Teofilo Ruiz

National Humanities Medal

2011

“I think that the role of a historian, the role of a teacher—and I truly believe this—is to go against the grain. To argue. To be a contrarian. To make people think critically about things,” says Teofilo F. Ruiz, professor of history and chair of the department of Spanish and Portuguese at the University of California, Los Angeles. For almost four decades, Ruiz has been pushing students and the discipline of Spanish history in new directions.

Ruiz regards his career as an act of serendipity. Born into a middle-class Cuban family, he was on the path to become a lawyer like his father—then the revolution intervened. As a young man, Ruiz joined the uprising against dictator Fulgencio Batista. The new Castro regime that came to power in 1959 didn’t suit his sensibilities either, and in the run-up to the Bay of Pigs invasion, Ruiz found himself in jail. Following his release, his family decided that a sojourn in the United States would be in his best interest.

After spending a few months in Miami, where he painted hotel rooms to make money, Ruiz headed north to New York City. During the day, he worked at the Continental Can factory; at night, he went to school tuition-free at City College of New York. A class on the Middle Ages rekindled his love of the era, and a master’s degree in history from New York University soon followed. Ruiz considered teaching high school, but one of his mentors steered him a different way. “He said, ‘Teo, this is crazy. Your accent is pronounced. You have to go and get a PhD and teach at the university where it does not matter.’”

“It was the most innocent of things to do,” say Ruiz of his decision to study for a doctorate in history at Princeton. “Of course, it was much more complicated than that.” He credits his adviser, Joseph Strayer, the legendary medievalist, with teaching him how to do research, but also instilling in him an enduring love of it. Besotted with Paris, Ruiz intended to make France the focus of his scholarship, but he soon found himself heading southwest over the Pyrenees into the kingdoms of Aragon and Castile.

Over the course of thirteen books, including Crisis and Continuity: Land and Town in Late Medieval Castile, From Heaven to Earth: The Reordering of Castilian Society, 1150–1350, and Spanish Society, 1400–1600, Ruiz has explored the culture and society of medieval and early modern Spain. He acknowledges that he is a revisionist, in as much as he wants his fellow historians to embrace the fluidity of Spanish history rather than constructing narratives that spin around 1492. “There is a continuity that does not obey or cannot be centered around a specific date,” he says. But, if you must have a date, he’d prefer you consider 1521, when the city of Tenochtitlan fell to the Spanish conquistador Hernán Cortés and his allies, or 1499, when Portuguese explorer Vasco da Gama returned from India with a ship laden with peppercorns and cumin.

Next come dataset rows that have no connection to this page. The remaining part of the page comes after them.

PR #1473, opened 2016-10-01
Have id-table-ref! call its failure thunks.

stamourv:
Closes 15346.

This is not bugwards compatible, and could conceivably break some programs.
But, the fixed behavior is consistent with the docs, as well as with all similar operations elsewhere in Racket.


stamourv:
Merged.

PR #1474, opened 2016-10-01
doc: sequence/c elements vs. values

bennn:
Clarify that `sequence/c` works for sequences with arbitrarily many elements.

The current wording made me think `(list 1 2)` would not satisfy `(sequence/c integer?)`.


bennn:
65a69417cc4d1bc1d5c8cfef2b3ab6bb830852d4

Ruiz’s scholarship has been recognized with fellowships from Mellon, Guggenheim, and NEH. He was also elected vice president of the American Historical Association’s Research Division, serving from 2005–2008.

His most recent book, The Terror of History: On the Uncertainties of Life in Western Civilization, sprang from a popular class that Ruiz teaches at UCLA on mysticism, heresy, and witchcraft in medieval and early modern Europe. Reaction to the book has been mixed, and Ruiz acknowledges its tone can be a bit pessimistic. “Some of my skeptical points of view about the world came out—and I was not sure that I wanted to share that with people I don’t know.”

This spring brings the publication of A King Travels: Festive Traditions in Late Medieval and Early Modern Spain, a book he describes as “hefty” in both size and scope. “We always think of Philip II sitting in Escorial going over documents, but he spent a lot of time on the road traveling, sometimes for two years.” Ruiz uses Philip’s journey from Aragon to Catalonia to Valencia in 1585–86 as an entry point to exploring the pageantry, politics, and social upheaval generated by a royal visit.

Ruiz has also earned accolades for his teaching, including being named U.S. professor of the year by the Carnegie Foundation for the Advancement of Teaching in 1995 and receiving UCLA’s Distinguished Teacher Award in 2008. He describes his teaching style as “frantic, hectic.” As a graduate student, Ruiz admired professors like Carl Schorske, who could deliver an elegant well-crafted lecture from behind a podium. “I can’t do that. It’s not in my abilities,” he says. “I engage the students by combining the personal with the scholarly.”

He also doesn’t use notes. “I can’t explain how it happens. I walk into the classroom. I am in an absolute panic even after thirty-nine years of doing this. And then something possesses me for one hour and fifteen minutes and I cannot stop. I am like the Energizer Bunny.”

By Meredith Hindley

About the National Humanities Medal

The National Humanities Medal, inaugurated in 1997, honors individuals or groups whose work has deepened the nation's understanding of the humanities and broadened our citizens' engagement with history, literature, languages, philosophy, and other humanities subjects. Up to 12 medals can be awarded each year.